Foie Gras Is Back on the Menu in California

By Mike Pomranz |

© Sudres / photocuisine / Corbis

Foie gras fans, rejoice! Ducks, not so much!

Yesterday, US District Judge Stephen V. Wilson permanently blocked California’s attorney general from enforcing part of the state’s ban on the controversial delicacy, which has been in effect since 2012. It was determined that federal law supersedes state law when it comes to regulating foie gras and other poultry products.

The decision once again legalized the sale of foie gras in California. Some restaurants had foie gras back on the menu that same day.

The ruling did not, however, effect the production of foie gras within the state. The process of force-feeding a bird for the purpose of enlarging its liver beyond the normal size is still illegal. Instead, this legal challenge was forged primarily by out-of-state producers who contended that it was unconstitutional for the state to pass a law regulating poultry products that were already regulated federally by the Poultry Products Inspection Act.  The judge agreed, and foie gras sales, at least, were restored.

The battle is certainly not over, though. The attorney general has until Feb. 6 to appeal the decision. Back in October, the Supreme Court refused to hear arguments in the case, which kept the sales ban intact until the most recent action.

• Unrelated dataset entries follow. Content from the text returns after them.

PR #1642, opened 2018-07-29
Improves error handling at startup for https server

### LINKED ISSUE #1418: Replace graceful with built-in methods (1.8 onwards)
## Problem statement
go-swagger's generate server uses a graceful.Server, the main functionality of which is now built-in to Go 1.8. Perhaps the dependency on graceful can be removed altogether ?

## Environment
swagger version: 2.0 / go-swagger dev
go version: 1.8  
OS:   NA

### LINKED ISSUE #1473: Server locks up on adding flags with go-flags
## Problem statement

When using **go-flags** I have run into the issue that when I try to use it, the server simply gets stuck adding it to go-flags.

```bash
func configureFlags(api *operations.NetroundsPocAPI) {
	api.CommandLineOptionsGroups = []swag.CommandLineOptionsGroup{
		swag.CommandLineOptionsGroup{
			ShortDescription: "Netrounds PoC Options:",
			LongDescription:  "",
			Options: struct {
				Example1 string `long:"example1" description:"Sample for showing how to configure cmd-line flags"`
			}{},
		},
	}
}
```

Which I assume is a bug?

### Using Pflags

So I tried switching to `--flag-strategy=pflag`

It would make sense in this mode to add a comment in `configureFlags` that it is not applicable (it will never be run by the generated `main.go`)

## Swagger specification

Not applicable

## Steps to reproduce

Use the above `configureFlags` example and things lock up.

## Environment
swagger version:
Used docker image:
```
quay.io/goswagger/swagger          latest              3694e4352134
```
Which used:
```
version: dev
commit: 2d443fa7eea569af9f20dd6f0302aef6c3b10651
```

go version:
```
go version go1.9.4 linux/amd64
```

OS: Linux (run via Docker on Windows)

### LINKED ISSUE #1558: Deadlock when TLS certificate is missing
## Problem statement
Server deadlocks when TLS ceretificate is missing. Deadlock happens at this line - https://github.com/go-swagger/go-swagger/blob/25e637c5028dee7baf8cdf5d172ccb28cb8e5c3e/generator/templates/server/server.gotmpl#L391

There is no error check when doing certificate load and parsing - https://github.com/go-swagger/go-swagger/blob/25e637c5028dee7baf8cdf5d172ccb28cb8e5c3e/generator/templates/server/server.gotmpl#L376

Adding error check that returns err solves the problem.

## Steps to reproduce
Run server with --tls-certificate pointing to non-existant file.

fredbi:
* Avoids panic when certificate or key passed is invalid
* Checks that CA certificate passed is correctly parsed

Acknowledges the following fixes from previous PR (#1627):

* fixes #1473
* fixes #1558
* fixes #1418 (from PR #1574)

NOTE: fixes are acknowledged using a test script which reproduce the issues.
However, this script has not been included in the CI suite.


generator/templates/server/server.gotmpl
```diff
@@ -361,51 +363,58 @@ func (s *Server) Serve() (err error) {
...
-      caCertPool := x509.NewCertPool()
-      caCertPool.AppendCertsFromPEM(caCert)
-      httpsServer.TLSConfig.ClientCAs = caCertPool
-      httpsServer.TLSConfig.ClientAuth = tls.RequireAndVerifyClientCert
-    }
+		if s.TLSCACertificate != "" {
+			// include specified CA certificate
+			caCert, caCertErr := ioutil.ReadFile({{ if .UseGoStructFlags }}string({{ end }}s.TLSCACertificate{{ if .UseGoStructFlags }}){{ end }})
+			if caCertErr != nil {
+				log.Fatal(caCertErr)
```
casualjim: this needs to use the log from the server not from the package

generator/templates/server/server.gotmpl
```diff
@@ -361,51 +363,58 @@ func (s *Server) Serve() (err error) {
...
+			}
+			caCertPool := x509.NewCertPool()
+			ok := caCertPool.AppendCertsFromPEM(caCert)
+			if !ok {
+				log.Fatal("cannot parse CA certificate")
```
casualjim: this needs to use the log from the server not from the package

generator/templates/server/server.gotmpl
```diff
@@ -361,51 +363,58 @@ func (s *Server) Serve() (err error) {
...
+			CurvePreferences: []tls.CurveID{tls.CurveP256},
+		{{- if .UseModernMode }}
+			// Use modern tls mode https://wiki.mozilla.org/Security/Server_Side_TLS#Modern_compatibility
 			NextProtos: []string{"http/1.1", "h2"},
 			// https://www.owasp.org/index.php/Transport_Layer_Protection_Cheat_Sheet#Rule_-_Only_Support_Strong_Protocols
 			MinVersion: tls.VersionTLS12,
-      // These ciphersuites support Forward Secrecy: https://en.wikipedia.org/wiki/Forward_secrecy
+			// These ciphersuites support Forward Secrecy: https://en.wikipedia.org/wiki/Forward_secrecy
 			CipherSuites: []uint16{
 				tls.TLS_ECDHE_ECDSA_WITH_AES_256_GCM_SHA384,
```
casualjim: can you add 

```
tls.TLS_ECDHE_ECDSA_WITH_CHACHA20_POLY1305,
tls.TLS_ECDHE_RSA_WITH_CHACHA20_POLY1305,
```

to these ciphersuites since we're no longer supporting 1.7

generator/templates/server/server.gotmpl
fredbi: maybe even better to return an error... I followed the previous lines of code with a lot of Fatalf, but frankly I would prefer to replace all those by return err / return fmt.Errorf(xxx)
What do you think?

generator/templates/server/server.gotmpl
fredbi: ok

generator/templates/server/server.gotmpl
casualjim: these are fatal errors for the server, and I'd prefer no change to the public interface

gregmarr: Looks like most of this function does `return err` if it's in the main function, and `s.Fatalf` if it's in a goroutine.  The only difference is this section:
https://github.com/go-swagger/go-swagger/blob/master/generator/templates/server/server.gotmpl#L408-L418

gregmarr: and this line https://github.com/go-swagger/go-swagger/blob/master/generator/templates/server/server.gotmpl#L393

casualjim: in that case either way works, returning errors instead of exiting probably helps  people using this in tests.

generator/templates/server/server.gotmpl
fredbi: done

PR #811, opened 2017-03-06
Be specific about languages

mogul:
- Mention every language by name so this turns up in search results
- Make sure it's clear that static binaries need to be for a 64-bit Linux kernel ABI
- Distinguish between .NET Core and .NET Framework to assist with evalution


brittag (approved):

brittag:
@mogul This is an improvement! I put in a small edit so I probably shouldn't merge, but I approved it so you can check the edit and merge.

PR #820, opened 2017-03-10
Service disruption guide

brittag:
For review by Atlas and the rest of the team, based on [this doc](https://docs.google.com/document/d/12U3dgnUv73XOSgHRgI2Ndx8zklQ4tFim_9Pktiza_-M/edit).

This puts our basic process into a guide. This overlaps with the earlier info at https://cloud.gov/docs/ops/making-announcements/ - once this page looks good to people, we can figure out what to do with that overlapping page.

We also need to make a process for keeping the list of people in this doc up to date.

### DIFF
--- a/content/docs/ops/service-disruption-guide.md
+++ b/content/docs/ops/service-disruption-guide.md
@@ -11,7 +11,7 @@ Not a guide for:
 
 * Hours outside of East Coast business hours -- out of scope for this document.
 * Security incidents -- switch to [security incident guide]({{< relref "docs/ops/security-ir.md" >}}).
-* Major service disruptions (more than 30 minutes of unexpected downtime or significantly reduced service) -- switch to [contingency plan]({{< relref "docs/ops/contingency-plan.md" >}}).
+* Major service disruptions (more than 7 days of unexpected downtime or significantly reduced service) -- switch to [contingency plan]({{< relref "docs/ops/contingency-plan.md" >}}).
 
 ## Threshold for "service disruption"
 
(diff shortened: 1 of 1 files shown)


content/docs/ops/service-disruption-guide.md
```diff
@@ -0,0 +1,58 @@
...
+title: Service disruption guide
+---
+
+This guide outlines how we handle communications for service disruptions during East Coast business hours.
+
+Not a guide for:
+
+* Hours outside of East Coast business hours -- out of scope for this document.
+* Security incidents -- switch to [security incident guide]({{< relref "docs/ops/security-ir.md" >}}).
+* Major service disruptions (more than 30 minutes of unexpected downtime or significantly reduced service) -- switch to [contingency plan]({{< relref "docs/ops/contingency-plan.md" >}}).
```
mogul, line 14: 30 minutes seems like a low threshold for going from disruption to contingency. We should probably discuss if a bigger number makes sense because I think some of our recent outages would have been over that threshold.

mogul: (That means updating it in the contingency plan too.)

brittag:
Noting for future reference as well: we'll need to add this page to https://github.com/18F/cg-product/blob/master/OnboardingChecklist.md

content/docs/ops/service-disruption-guide.md
brittag: I agree that we should take another look at the contingency plan. That should probably be its own story, since I'd want us to check for compliance effects - we may need to check with our FedRAMP team when making significant changes to it.

mogul (dismissed):
Sorry it's so late... @brittag are you still content for this to go in as-is (with my edit)?

brittag:
@mogul We have to stick with the current Contingency Plan timing for now (we'd have to propose a plan change and check it with the TRs before we can loosen the timing), so I'll put in a commit for that.

mogul (approved):
I'm still 😬 on the 30 minute threshold change, but I don't think it should hold up getting this published.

For those following other California food laws that are attempting to reduce animal cruelty, according to the Los Angeles Times, experts believe this current ruling will have no effect on California’s new egg law that requires hens to have more room in their pens, “because eggs aren't covered by the Poultry Products Inspection Act.” When it comes to figuring out what is legal and what isn’t, turns out there’s a lot of splitting feathers.